For this exercise, copy each line of the records that contains the word "memhub".

[Source data]
━━━━━━━━━━━━━━━━━━━━

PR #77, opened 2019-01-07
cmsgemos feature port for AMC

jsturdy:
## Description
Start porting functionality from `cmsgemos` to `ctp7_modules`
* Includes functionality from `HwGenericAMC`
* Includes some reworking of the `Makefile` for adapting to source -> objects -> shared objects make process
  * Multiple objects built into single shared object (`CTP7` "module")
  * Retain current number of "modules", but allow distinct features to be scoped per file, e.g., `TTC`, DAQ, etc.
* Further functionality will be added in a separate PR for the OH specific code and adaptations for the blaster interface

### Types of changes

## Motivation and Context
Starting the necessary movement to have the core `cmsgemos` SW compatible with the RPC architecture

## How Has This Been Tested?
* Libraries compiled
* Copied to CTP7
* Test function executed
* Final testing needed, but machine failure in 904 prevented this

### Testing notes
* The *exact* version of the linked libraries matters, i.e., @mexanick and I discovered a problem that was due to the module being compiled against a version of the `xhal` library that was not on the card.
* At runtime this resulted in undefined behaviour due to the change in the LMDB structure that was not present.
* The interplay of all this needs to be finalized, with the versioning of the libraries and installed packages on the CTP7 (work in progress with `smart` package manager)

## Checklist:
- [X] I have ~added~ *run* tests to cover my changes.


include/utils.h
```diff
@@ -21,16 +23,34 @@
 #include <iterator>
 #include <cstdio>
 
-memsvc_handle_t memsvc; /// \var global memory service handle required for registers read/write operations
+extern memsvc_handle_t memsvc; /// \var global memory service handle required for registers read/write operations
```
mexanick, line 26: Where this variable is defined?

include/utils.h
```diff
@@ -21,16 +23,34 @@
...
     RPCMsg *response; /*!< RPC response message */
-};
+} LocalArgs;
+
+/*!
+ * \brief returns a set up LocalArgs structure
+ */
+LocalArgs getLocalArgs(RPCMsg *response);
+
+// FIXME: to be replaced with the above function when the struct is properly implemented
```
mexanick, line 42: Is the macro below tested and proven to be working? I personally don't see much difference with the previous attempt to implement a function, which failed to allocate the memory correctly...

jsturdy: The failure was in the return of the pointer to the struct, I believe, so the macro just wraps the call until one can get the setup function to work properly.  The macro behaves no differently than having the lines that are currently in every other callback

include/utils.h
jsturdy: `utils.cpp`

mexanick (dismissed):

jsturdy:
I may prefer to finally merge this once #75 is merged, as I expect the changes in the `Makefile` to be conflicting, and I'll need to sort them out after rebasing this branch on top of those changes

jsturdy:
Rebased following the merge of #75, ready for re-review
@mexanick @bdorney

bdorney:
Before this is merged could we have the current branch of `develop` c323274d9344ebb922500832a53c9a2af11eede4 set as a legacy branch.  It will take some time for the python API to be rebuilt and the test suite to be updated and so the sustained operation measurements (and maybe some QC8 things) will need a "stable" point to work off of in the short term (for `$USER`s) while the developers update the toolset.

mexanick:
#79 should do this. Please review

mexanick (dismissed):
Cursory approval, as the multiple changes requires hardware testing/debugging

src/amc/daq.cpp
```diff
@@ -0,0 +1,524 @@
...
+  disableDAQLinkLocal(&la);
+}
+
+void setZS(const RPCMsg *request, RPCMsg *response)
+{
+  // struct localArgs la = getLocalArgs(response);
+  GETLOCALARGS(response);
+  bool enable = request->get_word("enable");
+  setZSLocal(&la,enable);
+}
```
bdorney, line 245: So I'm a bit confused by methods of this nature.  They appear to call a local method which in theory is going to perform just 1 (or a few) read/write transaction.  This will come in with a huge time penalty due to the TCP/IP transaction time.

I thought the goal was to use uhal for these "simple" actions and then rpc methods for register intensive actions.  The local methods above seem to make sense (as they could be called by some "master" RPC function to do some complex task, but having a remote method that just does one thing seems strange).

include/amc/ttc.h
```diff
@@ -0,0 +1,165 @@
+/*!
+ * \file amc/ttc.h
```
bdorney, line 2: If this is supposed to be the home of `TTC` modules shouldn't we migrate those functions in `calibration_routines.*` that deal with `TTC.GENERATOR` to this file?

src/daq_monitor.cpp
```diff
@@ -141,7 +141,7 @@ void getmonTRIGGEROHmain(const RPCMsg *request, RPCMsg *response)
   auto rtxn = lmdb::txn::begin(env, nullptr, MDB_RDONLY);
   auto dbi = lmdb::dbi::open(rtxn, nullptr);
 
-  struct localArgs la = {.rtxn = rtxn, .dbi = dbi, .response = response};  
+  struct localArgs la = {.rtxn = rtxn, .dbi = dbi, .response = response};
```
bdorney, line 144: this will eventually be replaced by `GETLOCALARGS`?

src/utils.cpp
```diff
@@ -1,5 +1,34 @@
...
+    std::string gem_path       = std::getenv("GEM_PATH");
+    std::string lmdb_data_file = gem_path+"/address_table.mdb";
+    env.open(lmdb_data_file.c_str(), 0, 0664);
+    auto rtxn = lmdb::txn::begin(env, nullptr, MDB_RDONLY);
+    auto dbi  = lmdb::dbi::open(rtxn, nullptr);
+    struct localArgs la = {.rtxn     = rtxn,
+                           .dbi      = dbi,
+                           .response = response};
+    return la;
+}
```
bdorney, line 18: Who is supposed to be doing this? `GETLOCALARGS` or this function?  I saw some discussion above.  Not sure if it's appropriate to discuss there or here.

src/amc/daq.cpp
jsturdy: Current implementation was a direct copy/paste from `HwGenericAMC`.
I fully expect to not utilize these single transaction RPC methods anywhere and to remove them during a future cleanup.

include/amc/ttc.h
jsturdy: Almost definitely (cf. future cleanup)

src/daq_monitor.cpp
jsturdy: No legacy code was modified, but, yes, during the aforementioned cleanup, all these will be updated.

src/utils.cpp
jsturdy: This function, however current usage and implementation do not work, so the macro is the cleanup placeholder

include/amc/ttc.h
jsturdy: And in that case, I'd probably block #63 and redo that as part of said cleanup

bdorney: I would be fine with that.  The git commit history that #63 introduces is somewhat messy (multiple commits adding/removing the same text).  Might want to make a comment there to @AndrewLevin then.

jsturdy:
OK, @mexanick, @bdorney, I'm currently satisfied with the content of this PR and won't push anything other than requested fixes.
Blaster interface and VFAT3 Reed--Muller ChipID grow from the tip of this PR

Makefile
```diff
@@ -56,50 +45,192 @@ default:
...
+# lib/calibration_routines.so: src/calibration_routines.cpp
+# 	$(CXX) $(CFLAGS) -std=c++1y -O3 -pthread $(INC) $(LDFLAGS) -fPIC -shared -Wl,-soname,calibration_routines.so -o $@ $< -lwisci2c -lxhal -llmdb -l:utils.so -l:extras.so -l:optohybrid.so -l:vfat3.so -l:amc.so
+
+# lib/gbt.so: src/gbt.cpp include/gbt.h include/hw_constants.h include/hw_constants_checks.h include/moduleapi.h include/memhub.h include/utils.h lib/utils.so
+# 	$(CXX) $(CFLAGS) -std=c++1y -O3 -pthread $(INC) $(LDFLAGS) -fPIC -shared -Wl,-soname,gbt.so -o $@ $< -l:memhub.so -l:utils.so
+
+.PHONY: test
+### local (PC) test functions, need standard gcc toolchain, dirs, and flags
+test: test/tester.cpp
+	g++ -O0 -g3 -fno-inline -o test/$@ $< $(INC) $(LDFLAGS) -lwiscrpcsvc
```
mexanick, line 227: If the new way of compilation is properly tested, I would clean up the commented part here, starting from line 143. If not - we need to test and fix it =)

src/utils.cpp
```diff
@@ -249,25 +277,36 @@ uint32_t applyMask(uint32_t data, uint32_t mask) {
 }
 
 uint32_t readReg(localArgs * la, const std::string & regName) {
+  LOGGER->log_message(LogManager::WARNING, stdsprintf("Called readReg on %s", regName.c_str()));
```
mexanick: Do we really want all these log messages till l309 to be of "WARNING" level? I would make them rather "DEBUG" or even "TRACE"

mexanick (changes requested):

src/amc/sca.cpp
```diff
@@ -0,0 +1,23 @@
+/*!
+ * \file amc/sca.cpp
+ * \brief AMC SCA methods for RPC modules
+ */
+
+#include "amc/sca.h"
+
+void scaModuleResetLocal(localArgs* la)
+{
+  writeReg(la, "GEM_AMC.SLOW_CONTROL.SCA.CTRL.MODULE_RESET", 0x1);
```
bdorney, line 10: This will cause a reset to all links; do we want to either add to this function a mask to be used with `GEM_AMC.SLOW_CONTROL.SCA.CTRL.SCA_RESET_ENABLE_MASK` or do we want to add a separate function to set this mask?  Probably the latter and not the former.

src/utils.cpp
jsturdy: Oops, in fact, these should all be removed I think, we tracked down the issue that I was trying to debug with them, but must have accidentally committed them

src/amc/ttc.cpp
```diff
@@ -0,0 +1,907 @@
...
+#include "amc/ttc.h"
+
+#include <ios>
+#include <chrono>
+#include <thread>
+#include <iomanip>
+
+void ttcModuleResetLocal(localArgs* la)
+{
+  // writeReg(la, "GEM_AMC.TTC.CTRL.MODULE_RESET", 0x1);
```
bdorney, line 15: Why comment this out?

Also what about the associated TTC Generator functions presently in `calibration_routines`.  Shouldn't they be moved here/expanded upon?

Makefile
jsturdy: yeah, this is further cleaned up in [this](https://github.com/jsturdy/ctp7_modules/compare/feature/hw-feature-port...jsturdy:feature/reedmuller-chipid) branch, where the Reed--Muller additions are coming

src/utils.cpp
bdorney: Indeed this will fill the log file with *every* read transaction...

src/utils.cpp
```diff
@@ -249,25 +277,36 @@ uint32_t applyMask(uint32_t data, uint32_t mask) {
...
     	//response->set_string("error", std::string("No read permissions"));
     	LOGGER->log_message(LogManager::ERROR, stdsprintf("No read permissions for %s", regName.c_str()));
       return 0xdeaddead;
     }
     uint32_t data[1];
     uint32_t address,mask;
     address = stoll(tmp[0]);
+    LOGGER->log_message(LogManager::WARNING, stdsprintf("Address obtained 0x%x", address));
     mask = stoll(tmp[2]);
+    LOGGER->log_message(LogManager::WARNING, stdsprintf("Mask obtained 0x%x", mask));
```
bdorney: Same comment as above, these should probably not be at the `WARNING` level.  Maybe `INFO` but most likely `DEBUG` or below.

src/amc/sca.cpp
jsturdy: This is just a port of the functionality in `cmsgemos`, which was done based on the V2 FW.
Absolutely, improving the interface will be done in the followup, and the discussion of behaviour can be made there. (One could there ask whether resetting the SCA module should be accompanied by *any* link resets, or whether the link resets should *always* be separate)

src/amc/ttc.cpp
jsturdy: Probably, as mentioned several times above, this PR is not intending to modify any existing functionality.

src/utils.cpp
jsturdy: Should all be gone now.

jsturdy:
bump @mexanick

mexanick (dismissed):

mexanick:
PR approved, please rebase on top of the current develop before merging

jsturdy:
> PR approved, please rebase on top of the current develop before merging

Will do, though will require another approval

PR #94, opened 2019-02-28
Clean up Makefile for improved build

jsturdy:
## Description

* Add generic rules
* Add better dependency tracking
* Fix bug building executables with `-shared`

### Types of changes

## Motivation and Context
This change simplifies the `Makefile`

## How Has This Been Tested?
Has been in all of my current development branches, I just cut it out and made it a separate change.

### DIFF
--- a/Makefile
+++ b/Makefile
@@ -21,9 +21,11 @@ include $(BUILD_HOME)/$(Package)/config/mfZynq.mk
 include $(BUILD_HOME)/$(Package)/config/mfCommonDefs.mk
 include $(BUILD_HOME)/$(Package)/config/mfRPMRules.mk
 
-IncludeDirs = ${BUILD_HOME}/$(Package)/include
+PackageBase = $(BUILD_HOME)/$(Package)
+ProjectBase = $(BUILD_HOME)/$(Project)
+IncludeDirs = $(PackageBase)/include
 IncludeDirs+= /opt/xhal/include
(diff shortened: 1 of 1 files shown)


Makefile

━━━━━━━━━━━━━━━━━━━━

→ **Finished exercise**
+# lib/gbt.so: src/gbt.cpp include/gbt.h include/hw_constants.h include/hw_constants_checks.h include/moduleapi.h include/memhub.h include/utils.h lib/utils.so
+# 	$(CXX) $(CFLAGS) -std=c++1y -O3 -pthread $(INC) $(LDFLAGS) -fPIC -shared -Wl,-soname,gbt.so -o $@ $< -l:memhub.so -l:utils.so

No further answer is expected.